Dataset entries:
☆ ☆ ☆ ☆

PR #3984, opened 2023-10-27
Fix CI by running on Python 3.11

hauntsaninja:
aiohttp doesn't yet support 3.12


cooperlees (approved):
Thanks. Make me sad we could not be ready before GitHub flicked the switch and we create this tech debt, but such is life.

PR #3987, opened 2023-10-27
Check excludes before symlink resolution for command line parameters

### LINKED ISSUE #3826: Force Exclude does not work with symlinks
**Describe the bug**
I use the `force-exclude` feature to exclude files living in symlinked directories.
However, it looks like `black` uses the regexp from `force-exclude` **after** the symlink is resolved (not the symlinked path).

```
$ black -v /path_2_file/application/api/lib/dir_symlinked/__init__.py
Identified `/path_2_file` as project root containing a .git directory.
line_length: 135
target_version: ['py39']
force_exclude: (?:.*?application/api(?:-ext)?/lib/dir_symlinked/.+)

skip_string_normalization: True
Found input source: "application/lib/ref_dir/__init__.py"
/path_2_file/application/api/lib/dir_symlinked/__init__.py wasn't modified on disk since last run.

All done! ✨ 🍰 ✨
1 file left unchanged.
```

The resulting error is:

It should have ignored the file based on this path `/path_2_file/application/api/lib/dir_symlinked/__init__.py` rather than including it based on this path `application/lib/ref_dir/__init__.py`.
Said differently it used the resolved/resulting path rather than the path through the symlink

**Environment**

- Black's version: 23.7.0
- OS and Python version: MacOS Ventura 13.4.1, Python 3.9.12, 

**Additional context**

I would be equally happy if I could simply tell `black` **not** to follow symlinks.

Thank you in advance for your help!

sth:
### Description

This adjusts exclusion checking for command line parameters the same way as #3846 did for other files. Specifically, `--force-exclude` is now checked before symlink resolution. This way symlink handling is consistent between command line parameters and other collected files.
    
Fixes #3826.

### Checklist - did you ...

### DIFF
--- a/CHANGES.md
+++ b/CHANGES.md
@@ -19,7 +19,7 @@
 
 - Add support for single line format skip with other comments on the same line (#3959)
 - File exclusion and inclusion logic is now consistently applied before symlink
-  resolution. (#3987, #3976)
+  resolution. (#3987) (#3976)
 - Fix a bug in the matching of absolute path names in `--include` (#3976)
 
 ### Packaging
--- a/CHANGES.md
+++ b/CHANGES.md
@@ -18,7 +18,8 @@
 ### Configuration
 
 - Add support for single line format skip with other comments on the same line (#3959)
-
+- File exclusion and inclusion logic is now consistently applied before symlink
+  resolution. (#3987, #3976)
 - Fix a bug in the matching of absolute path names in `--include` (#3976)
 
 ### Packaging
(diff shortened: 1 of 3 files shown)


sth:
The current problem in the test case is probably that the `root` path went through a `resolve()` while the source file path didn't. So if there are symlinks or other path changes that get normalized in `resolve()`, the two kinds of paths might not match anymore, causing errors in `relative_to()`.

sth:
This is obsolete now, #4015 fixed the problems :tada:

PR #3992, opened 2023-10-27
Hug parens also with multiline unpacking

henriholopainen:
### Description

As noted by @Avasam [here](https://github.com/psf/black/pull/3964#issuecomment-1783318353), hugging parens with brackets on multiline dictionaries and lists as sole function parameters didn't take into account list/dict unpacking. This PR fixes that shortcoming.

### Checklist - did you ...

☆ ☆ ☆ ☆

__PROBLEM STATEMENT__. Output the records in full. Match them exactly.

__RESULT OF THIS EXERCISE__.
PR #3984, opened 2023-10-27
Fix CI by running on Python 3.11

hauntsaninja:
aiohttp doesn't yet support 3.12


cooperlees (approved):
Thanks. Make me sad we could not be ready before GitHub flicked the switch and we create this tech debt, but such is life.

PR #3987, opened 2023-10-27
Check excludes before symlink resolution for command line parameters

### LINKED ISSUE #3826: Force Exclude does not work with symlinks
**Describe the bug**
I use the `force-exclude` feature to exclude files living in symlinked directories.
However, it looks like `black` uses the regexp from `force-exclude` **after** the symlink is resolved (not the symlinked path).

```
$ black -v /path_2_file/application/api/lib/dir_symlinked/__init__.py
Identified `/path_2_file` as project root containing a .git directory.
line_length: 135
target_version: ['py39']
force_exclude: (?:.*?application/api(?:-ext)?/lib/dir_symlinked/.+)

skip_string_normalization: True
Found input source: "application/lib/ref_dir/__init__.py"
/path_2_file/application/api/lib/dir_symlinked/__init__.py wasn't modified on disk since last run.

All done! ✨ 🍰 ✨
1 file left unchanged.
```

The resulting error is:

It should have ignored the file based on this path `/path_2_file/application/api/lib/dir_symlinked/__init__.py` rather than including it based on this path `application/lib/ref_dir/__init__.py`.
Said differently it used the resolved/resulting path rather than the path through the symlink

**Environment**

- Black's version: 23.7.0
- OS and Python version: MacOS Ventura 13.4.1, Python 3.9.12, 

**Additional context**

I would be equally happy if I could simply tell `black` **not** to follow symlinks.

Thank you in advance for your help!

sth:
### Description

This adjusts exclusion checking for command line parameters the same way as #3846 did for other files. Specifically, `--force-exclude` is now checked before symlink resolution. This way symlink handling is consistent between command line parameters and other collected files.
    
Fixes #3826.

### Checklist - did you ...

### DIFF
--- a/CHANGES.md
+++ b/CHANGES.md
@@ -19,7 +19,7 @@
 
 - Add support for single line format skip with other comments on the same line (#3959)
 - File exclusion and inclusion logic is now consistently applied before symlink
-  resolution. (#3987, #3976)
+  resolution. (#3987) (#3976)
 - Fix a bug in the matching of absolute path names in `--include` (#3976)
 
 ### Packaging
--- a/CHANGES.md
+++ b/CHANGES.md
@@ -18,7 +18,8 @@
 ### Configuration
 
 - Add support for single line format skip with other comments on the same line (#3959)
-
+- File exclusion and inclusion logic is now consistently applied before symlink
+  resolution. (#3987, #3976)
 - Fix a bug in the matching of absolute path names in `--include` (#3976)
 
 ### Packaging
(diff shortened: 1 of 3 files shown)


sth:
The current problem in the test case is probably that the `root` path went through a `resolve()` while the source file path didn't. So if there are symlinks or other path changes that get normalized in `resolve()`, the two kinds of paths might not match anymore, causing errors in `relative_to()`.

sth:
This is obsolete now, #4015 fixed the problems :tada:

PR #3992, opened 2023-10-27
Hug parens also with multiline unpacking

henriholopainen:
### Description

As noted by @Avasam [here](https://github.com/psf/black/pull/3964#issuecomment-1783318353), hugging parens with brackets on multiline dictionaries and lists as sole function parameters didn't take into account list/dict unpacking. This PR fixes that shortcoming.

### Checklist - did you ...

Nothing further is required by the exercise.